Stored data:
PR #60, opened 2019-12-18
htmlchecker: Handle multiple matches

gasinvein:
Single HTML page can list multiple program versions to download. In this case, pick the latest one, not the first match (which is likely to be the oldest version, given they are listed ascending).
This makes specifying exactly one group in pattern mandatory.

### DIFF
--- a/src/checkers/htmlchecker.py
+++ b/src/checkers/htmlchecker.py
@@ -41,12 +41,15 @@ def get_latest(checker_data, pattern_name, html):
     except KeyError:
         return None
 
-    m = pattern.search(html)
-    if m is None:
+    m = pattern.findall(html)
+    if not m:
         log.debug("%s %s did not match", pattern_name, pattern)
         return None
+    if len(m) > 1:
+        log.debug("%s %s matched multiple times, picking last match", pattern_name, pattern)
 
-    result = m.group(1)
+    result = m[-1]
+    assert isinstance(result, str)
     log.debug("%s %s matched: %s", pattern_name, pattern, result)
     return result
 
--- a/src/checkers/htmlchecker.py
+++ b/src/checkers/htmlchecker.py
@@ -42,7 +42,8 @@ def get_latest(checker_data, pattern_name, html):
     except KeyError:
         return None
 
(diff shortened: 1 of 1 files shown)


src/checkers/htmlchecker.py
```diff
@@ -40,12 +41,18 @@ def get_latest(checker_data, pattern_name, html):
...
+    assert pattern.groups == 1
+
+    m = pattern.findall(html)
+    if not m:
         log.debug("%s %s did not match", pattern_name, pattern)
         return None
+    if len(m) == 1:
+        result = m[0]
+    else:
+        result = max(m, key=LooseVersion)
```
gasinvein, line 56: I'm not sure if using `distutils.version.LooseVersion` is the best way to compare versions, but at least it's already there.

src/checkers/htmlchecker.py
```diff
@@ -40,12 +41,18 @@ def get_latest(checker_data, pattern_name, html):
     except KeyError:
         return None
 
-    m = pattern.search(html)
-    if m is None:
+    assert pattern.groups == 1
```
wjt:
```suggestion
    if pattern.groups != 1:
        raise ValueError(f"{pattern_name} {pattern} does not contain exactly 1 match group")
```

src/checkers/htmlchecker.py
wjt: In the case of `url-pattern` the results will be URLs, not version strings, though in practice I guess LooseVersion will probably do the right thing.

wjt (changes requested):
One relatively minor suggestion. I think exercising this code path in tests would be nice, but not essential.

src/checkers/htmlchecker.py
gasinvein: `LooseVersion` seems to handle any string just fine, but I'm not sure how reliable it would be to use it this way.

wjt:
Looks good, but please can you rebase and resolve the conflicts?

gasinvein:
@wjt Rebased.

WORK TO BE COMPLETED: Reproduce each line of the records in which the word "case" appears.

WORKED SOLUTION:
Single HTML page can list multiple program versions to download. In this case, pick the latest one, not the first match (which is likely to be the oldest version, given they are listed ascending).
wjt: In the case of `url-pattern` the results will be URLs, not version strings, though in practice I guess LooseVersion will probably do the right thing.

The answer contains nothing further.